If you want to check to see if the usgeo object looks like geography of the U.S., run tmap's quick thematic map command:
qtm(usgeo). This may take a while to load and appear small and rather boring, but if you've got a map of the U.S. with divisions, you're probably on the right track.
If you run
str(usgeo) to see the usgeo data structure. It will look like a conventional data frame except for the final geometry column with sfc_MULTIPOLYGON information.
Extracting geodata just for New Hampshire is similar to subsetting any other type of data in R, we just need the state FIPS code for New Hampshire, which turns out to be 33 — or in this case "33," since the codes are stored as factors, not integers in usgeo.
Here's the base R command to extract New Hampshire data using FIPS code 33:
nhgeo <- usgeo[usgeo@data$STATEFP=="33",]
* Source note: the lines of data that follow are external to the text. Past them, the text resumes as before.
PR #343, opened 2026-02-19
remove invalid aria-label from Carbon Header

pranithraoibm:
Removed the empty aria-label from the Carbon `<Header>` component to resolve the aria_attribute_valid accessibility violation.
The header already contains visible text (DigitalAssistant), so an explicit ARIA label was unnecessary.
No functional or UI changes.

Report before code change:
image
 
 Report after code change:
 image
 Issue ID `2624070542` is no longer present


iv1111 (approved):
LGTM.

PR #412, opened 2026-03-04
override rollup to 4.59.0 to address path traversal vulnerability

pranithraoibm:
Fixes the Rollup path traversal vulnerability by overriding the transitive dependency to `rollup@^4.59.0`


mkumatag (approved):
LGTM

Or, if you have dplyr version 0.6 or later installed, you can use dplyr::filter() on the sf object as you would on a conventional data frame:
nhgeo <- filter(usgeo, STATEFP=="33")
If you want to do a check to see if nhgeo looks correct, run the quick thematic map function again:
and you should see something like the image shown at left.
Still somewhat boring, but it looks like the Granite State with county-sized divisions, so it appears we've got the correct file subset.
Step 4: Merge spatial and results data
Like any database join or merge, this has two requirements: 1) a column shared by each data set, and 2) records that refer to the same entity in exactly the same way. (Having a county listed as "Hillsborough" in one file and FIPS code "011" in another wouldn't give R any idea how to match them up without some sort of translation table.)